- Interactive map of Sesquicentennial Park
- Type: Municipal
- Location: 400 Texas Avenue Houston, Texas 77002
- Coordinates: 29°45′51″N 95°21′54″W﻿ / ﻿29.76424°N 95.36509°W
- Area: 22.5 acres (91,000 m^{2})
- Created: August 22, 1989
- Operator: Houston Parks and Recreation Department
- Status: Open (year-round)
- Website: http://www.houstontx.gov/sqpark

= Sesquicentennial Park =

Park in Texas, United States of America

Sesquicentennial Park is an urban park in downtown Houston, Texas. Established in 1989 along the banks of Buffalo Bayou, the 22.5 acre park was established in 1986 to commemorate the 150-year anniversary of the founding of the city of Houston and of the Republic of Texas.
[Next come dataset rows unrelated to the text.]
PR #1308, opened 2017-12-05
Deprecation warning when using insert! with duplicate column name

bkamins:
This is a small proposal of improvement and breaking but probably `insert!` was not used much as it is not documented. We can change `allow_duplicates` to `true` by default if we want a non-breaking change.

In general the idea is to make sure that no functions in DataFrames would allow to make duplicate column names by default.


src/dataframe/dataframe.jl
```diff
@@ -596,17 +596,22 @@ Base.setindex!(df::DataFrame, x::Void, col_ind::Int) = delete!(df, col_ind)
...
+    end
+
     insert!(index(df), col_ind, name)
     insert!(df.columns, col_ind, item)
     df
 end
 
-function Base.insert!(df::DataFrame, col_ind::Int, item, name::Symbol)
-    insert!(df, col_ind, upgrade_scalar(df, item), name)
+function Base.insert!(df::DataFrame, col_ind::Int, item, name::Symbol; allow_duplicates=true)
```
cjprybol: `allow_duplicates=true` -> `allow_duplicates=false`?

bkamins: of course - I have changed my mind to propose a breaking change and forgotten to update it here. Fixed.

nalimilan:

Built in two phases, the 2.2 acre entrance to the park and a 10.4 acre site that flanks Buffalo Bayou as it flows past Wortham Theater Center and the northern section of the Houston Theater District was completed in August 1989. The 8.2 acre second phase was completed in May 1998, ending the $19 million project that took 14 years to complete.

The park features Seven Wonders, a set of seven pillars illuminated from within by Houston native Mel Chin and several sculptures titled The Big Bubble, Site Seeing, and Sounds from the Past, by artist Dean Ruck, who also lives and works in Houston.